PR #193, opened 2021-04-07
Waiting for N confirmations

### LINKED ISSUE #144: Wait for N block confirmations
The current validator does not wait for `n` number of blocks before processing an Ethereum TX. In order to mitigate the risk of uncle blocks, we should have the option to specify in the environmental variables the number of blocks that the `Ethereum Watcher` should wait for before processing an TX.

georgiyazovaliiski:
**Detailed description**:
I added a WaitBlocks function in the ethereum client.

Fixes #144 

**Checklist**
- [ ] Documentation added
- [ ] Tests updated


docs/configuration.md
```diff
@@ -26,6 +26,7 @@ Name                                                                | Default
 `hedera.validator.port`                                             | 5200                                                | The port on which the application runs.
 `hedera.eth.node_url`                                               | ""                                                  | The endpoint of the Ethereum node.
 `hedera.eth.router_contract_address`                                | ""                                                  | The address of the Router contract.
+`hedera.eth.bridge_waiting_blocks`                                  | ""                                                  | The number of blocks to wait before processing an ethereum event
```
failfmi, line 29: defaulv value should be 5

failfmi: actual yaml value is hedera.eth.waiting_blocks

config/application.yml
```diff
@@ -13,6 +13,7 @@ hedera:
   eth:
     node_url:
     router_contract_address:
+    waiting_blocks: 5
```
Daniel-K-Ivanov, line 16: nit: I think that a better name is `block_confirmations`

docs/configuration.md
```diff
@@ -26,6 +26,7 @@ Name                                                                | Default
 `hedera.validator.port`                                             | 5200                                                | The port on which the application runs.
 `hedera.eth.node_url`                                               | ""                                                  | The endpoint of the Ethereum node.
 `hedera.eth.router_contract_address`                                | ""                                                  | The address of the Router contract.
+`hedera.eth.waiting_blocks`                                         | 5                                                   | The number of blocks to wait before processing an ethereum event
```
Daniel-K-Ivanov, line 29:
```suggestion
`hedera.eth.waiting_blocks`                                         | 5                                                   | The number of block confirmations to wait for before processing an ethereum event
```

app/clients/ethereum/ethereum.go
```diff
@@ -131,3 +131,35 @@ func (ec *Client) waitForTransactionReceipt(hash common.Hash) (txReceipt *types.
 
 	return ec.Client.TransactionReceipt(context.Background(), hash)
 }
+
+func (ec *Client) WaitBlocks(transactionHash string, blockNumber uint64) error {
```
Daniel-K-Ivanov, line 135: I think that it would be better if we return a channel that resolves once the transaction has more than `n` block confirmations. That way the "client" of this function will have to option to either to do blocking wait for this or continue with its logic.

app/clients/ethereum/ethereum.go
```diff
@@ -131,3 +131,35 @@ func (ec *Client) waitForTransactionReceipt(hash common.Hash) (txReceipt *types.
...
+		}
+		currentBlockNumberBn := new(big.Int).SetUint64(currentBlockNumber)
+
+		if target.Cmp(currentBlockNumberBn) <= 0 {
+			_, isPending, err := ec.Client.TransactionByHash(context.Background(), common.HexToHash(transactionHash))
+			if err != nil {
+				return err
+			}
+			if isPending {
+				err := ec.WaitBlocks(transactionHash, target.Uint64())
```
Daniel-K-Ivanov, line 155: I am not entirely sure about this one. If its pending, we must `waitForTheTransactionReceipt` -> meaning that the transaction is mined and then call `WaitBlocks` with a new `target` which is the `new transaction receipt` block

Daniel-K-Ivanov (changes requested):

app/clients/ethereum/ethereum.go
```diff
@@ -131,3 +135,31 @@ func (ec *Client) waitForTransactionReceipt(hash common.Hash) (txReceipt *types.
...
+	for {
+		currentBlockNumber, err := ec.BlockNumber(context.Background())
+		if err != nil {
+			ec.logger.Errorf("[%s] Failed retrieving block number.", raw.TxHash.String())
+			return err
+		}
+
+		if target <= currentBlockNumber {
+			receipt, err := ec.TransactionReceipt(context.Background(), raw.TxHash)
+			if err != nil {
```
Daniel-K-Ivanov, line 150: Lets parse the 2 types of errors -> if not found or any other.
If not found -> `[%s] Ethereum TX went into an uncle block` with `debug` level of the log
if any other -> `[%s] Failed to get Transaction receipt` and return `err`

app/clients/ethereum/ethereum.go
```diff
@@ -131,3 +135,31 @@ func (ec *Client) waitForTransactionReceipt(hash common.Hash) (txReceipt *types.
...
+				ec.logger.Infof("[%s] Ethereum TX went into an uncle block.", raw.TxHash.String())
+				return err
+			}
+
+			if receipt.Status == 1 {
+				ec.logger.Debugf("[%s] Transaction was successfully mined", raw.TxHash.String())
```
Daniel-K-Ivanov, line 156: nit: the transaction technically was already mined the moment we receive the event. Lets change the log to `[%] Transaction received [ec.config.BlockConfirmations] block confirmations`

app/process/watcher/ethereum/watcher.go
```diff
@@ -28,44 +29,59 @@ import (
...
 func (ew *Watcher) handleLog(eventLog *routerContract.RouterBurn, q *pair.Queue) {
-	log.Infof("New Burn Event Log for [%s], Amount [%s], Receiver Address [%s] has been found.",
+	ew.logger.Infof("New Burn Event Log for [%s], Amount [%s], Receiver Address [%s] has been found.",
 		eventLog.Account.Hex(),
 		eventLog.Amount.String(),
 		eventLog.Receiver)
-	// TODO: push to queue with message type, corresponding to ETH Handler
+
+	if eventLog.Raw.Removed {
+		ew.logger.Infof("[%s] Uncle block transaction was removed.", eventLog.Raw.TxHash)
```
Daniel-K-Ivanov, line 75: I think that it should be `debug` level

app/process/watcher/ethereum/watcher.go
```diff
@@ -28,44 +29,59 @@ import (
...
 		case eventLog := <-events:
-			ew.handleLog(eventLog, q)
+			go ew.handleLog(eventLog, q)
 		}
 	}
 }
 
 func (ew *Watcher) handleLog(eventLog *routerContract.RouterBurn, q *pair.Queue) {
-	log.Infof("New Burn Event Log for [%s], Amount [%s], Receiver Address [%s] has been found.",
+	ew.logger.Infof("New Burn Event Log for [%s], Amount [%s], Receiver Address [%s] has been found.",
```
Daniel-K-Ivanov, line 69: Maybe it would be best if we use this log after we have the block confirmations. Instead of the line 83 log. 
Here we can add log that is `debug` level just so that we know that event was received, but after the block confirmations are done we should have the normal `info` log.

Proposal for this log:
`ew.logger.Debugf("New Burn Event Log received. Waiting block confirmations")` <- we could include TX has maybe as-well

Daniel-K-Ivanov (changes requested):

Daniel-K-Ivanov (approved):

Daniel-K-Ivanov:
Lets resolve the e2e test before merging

...

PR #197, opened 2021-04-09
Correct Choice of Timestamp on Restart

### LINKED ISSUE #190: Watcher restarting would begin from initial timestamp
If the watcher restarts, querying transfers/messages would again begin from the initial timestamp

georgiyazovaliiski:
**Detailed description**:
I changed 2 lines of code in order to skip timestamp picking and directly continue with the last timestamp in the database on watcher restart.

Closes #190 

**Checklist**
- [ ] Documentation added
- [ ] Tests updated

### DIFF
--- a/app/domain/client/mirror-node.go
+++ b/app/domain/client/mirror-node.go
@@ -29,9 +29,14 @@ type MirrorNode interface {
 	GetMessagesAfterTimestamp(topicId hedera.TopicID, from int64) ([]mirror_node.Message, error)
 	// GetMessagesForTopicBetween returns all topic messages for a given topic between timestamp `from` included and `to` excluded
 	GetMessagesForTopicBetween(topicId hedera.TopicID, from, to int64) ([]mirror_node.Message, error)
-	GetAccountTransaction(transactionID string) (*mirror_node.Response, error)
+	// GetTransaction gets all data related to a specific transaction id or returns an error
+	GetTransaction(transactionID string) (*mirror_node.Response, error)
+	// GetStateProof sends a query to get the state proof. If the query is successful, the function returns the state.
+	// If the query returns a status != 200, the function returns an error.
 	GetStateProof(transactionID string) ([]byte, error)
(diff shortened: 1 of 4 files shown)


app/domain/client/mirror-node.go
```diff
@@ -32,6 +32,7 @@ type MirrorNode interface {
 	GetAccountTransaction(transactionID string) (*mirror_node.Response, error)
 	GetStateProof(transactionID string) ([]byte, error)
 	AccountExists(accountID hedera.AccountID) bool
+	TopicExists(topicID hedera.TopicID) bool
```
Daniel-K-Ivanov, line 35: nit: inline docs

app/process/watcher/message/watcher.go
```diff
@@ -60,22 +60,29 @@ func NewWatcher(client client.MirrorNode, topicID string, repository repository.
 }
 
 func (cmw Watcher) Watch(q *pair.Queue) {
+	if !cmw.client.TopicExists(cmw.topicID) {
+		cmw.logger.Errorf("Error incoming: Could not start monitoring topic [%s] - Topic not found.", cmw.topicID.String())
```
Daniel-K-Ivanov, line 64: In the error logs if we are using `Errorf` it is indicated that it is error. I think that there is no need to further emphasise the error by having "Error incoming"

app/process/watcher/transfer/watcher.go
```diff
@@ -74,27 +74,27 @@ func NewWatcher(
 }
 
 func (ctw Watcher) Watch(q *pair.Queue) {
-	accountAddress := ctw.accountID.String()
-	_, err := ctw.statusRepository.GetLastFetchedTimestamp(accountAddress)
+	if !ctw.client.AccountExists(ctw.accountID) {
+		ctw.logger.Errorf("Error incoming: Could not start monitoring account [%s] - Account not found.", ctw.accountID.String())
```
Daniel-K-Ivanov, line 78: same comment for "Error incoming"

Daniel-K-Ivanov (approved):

==

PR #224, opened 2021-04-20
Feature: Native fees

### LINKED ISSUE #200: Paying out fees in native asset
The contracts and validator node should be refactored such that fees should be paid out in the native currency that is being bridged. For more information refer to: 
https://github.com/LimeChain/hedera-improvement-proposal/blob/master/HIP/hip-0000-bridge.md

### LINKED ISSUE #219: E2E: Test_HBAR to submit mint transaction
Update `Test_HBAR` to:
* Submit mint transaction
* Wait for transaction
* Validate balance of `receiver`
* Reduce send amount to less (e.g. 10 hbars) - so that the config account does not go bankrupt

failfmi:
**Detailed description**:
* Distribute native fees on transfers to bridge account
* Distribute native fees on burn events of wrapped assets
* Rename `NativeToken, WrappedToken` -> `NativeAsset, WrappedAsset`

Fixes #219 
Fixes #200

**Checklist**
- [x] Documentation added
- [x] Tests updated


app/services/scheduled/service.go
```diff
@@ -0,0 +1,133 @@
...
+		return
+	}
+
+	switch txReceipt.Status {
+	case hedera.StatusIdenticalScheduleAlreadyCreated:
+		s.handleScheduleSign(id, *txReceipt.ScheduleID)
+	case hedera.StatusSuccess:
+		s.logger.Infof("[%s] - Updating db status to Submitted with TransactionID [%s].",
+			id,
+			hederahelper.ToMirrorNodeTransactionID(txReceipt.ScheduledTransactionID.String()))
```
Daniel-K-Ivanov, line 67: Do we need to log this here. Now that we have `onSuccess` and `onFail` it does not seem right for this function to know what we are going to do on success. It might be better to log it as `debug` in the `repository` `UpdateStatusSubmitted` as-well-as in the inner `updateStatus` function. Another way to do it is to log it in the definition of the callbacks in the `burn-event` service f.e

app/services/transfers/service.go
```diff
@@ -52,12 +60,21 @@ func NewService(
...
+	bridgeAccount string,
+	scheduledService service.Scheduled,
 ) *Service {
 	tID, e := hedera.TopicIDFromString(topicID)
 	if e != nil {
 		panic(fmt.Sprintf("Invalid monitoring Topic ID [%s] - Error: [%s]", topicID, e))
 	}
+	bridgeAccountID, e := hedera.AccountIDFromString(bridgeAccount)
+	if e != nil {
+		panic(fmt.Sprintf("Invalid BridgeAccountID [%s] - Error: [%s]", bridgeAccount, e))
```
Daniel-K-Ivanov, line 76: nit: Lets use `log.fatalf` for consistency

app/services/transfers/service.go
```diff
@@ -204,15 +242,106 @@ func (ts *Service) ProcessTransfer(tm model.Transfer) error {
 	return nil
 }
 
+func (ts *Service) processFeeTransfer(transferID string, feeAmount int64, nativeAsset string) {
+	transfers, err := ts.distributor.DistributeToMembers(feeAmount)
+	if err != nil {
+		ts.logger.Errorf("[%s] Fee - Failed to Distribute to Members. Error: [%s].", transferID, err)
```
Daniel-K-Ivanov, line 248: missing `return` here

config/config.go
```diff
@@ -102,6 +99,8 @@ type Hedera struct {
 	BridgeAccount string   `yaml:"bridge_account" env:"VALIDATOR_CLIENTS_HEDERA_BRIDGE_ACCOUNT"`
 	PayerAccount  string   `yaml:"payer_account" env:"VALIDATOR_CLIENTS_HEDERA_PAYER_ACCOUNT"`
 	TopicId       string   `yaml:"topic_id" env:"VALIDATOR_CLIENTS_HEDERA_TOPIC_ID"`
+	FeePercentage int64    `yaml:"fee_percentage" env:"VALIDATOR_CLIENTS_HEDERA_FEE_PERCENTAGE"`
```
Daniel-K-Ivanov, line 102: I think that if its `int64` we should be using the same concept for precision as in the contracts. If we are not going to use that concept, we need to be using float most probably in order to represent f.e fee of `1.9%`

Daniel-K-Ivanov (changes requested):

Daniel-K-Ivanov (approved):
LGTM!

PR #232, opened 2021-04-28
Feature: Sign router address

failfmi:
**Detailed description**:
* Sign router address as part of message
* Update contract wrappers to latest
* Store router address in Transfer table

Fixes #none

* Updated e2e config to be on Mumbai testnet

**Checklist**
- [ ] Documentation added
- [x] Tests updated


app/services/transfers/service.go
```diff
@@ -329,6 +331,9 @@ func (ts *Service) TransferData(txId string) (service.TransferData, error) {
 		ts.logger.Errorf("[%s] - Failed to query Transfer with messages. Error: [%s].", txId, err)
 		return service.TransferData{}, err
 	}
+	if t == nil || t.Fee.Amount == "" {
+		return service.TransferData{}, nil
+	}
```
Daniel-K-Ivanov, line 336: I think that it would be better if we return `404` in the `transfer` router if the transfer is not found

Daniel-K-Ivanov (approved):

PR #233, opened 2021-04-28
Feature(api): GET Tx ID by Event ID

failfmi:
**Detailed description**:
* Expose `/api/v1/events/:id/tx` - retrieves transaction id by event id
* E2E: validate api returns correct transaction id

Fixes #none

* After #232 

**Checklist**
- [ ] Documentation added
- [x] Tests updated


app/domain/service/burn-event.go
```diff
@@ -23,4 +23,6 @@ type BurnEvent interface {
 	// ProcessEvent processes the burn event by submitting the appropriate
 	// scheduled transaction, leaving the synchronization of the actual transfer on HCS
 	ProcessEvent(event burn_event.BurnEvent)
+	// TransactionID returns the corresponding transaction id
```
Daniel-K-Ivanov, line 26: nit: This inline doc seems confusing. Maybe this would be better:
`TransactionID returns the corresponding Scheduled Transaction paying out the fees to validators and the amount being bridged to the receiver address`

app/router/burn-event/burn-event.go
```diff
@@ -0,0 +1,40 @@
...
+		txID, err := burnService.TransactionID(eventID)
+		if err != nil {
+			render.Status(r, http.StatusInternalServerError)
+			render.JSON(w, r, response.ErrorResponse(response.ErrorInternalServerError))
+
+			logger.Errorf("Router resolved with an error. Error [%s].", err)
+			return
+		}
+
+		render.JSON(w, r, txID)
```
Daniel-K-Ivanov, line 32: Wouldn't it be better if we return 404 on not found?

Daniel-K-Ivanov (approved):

What needs to be done: Pick every line from the listing holding the string "contracts", and copy it.

Output:
The contracts and validator node should be refactored such that fees should be paid out in the native currency that is being bridged. For more information refer to: 
Daniel-K-Ivanov, line 102: I think that if its `int64` we should be using the same concept for precision as in the contracts. If we are not going to use that concept, we need to be using float most probably in order to represent f.e fee of `1.9%`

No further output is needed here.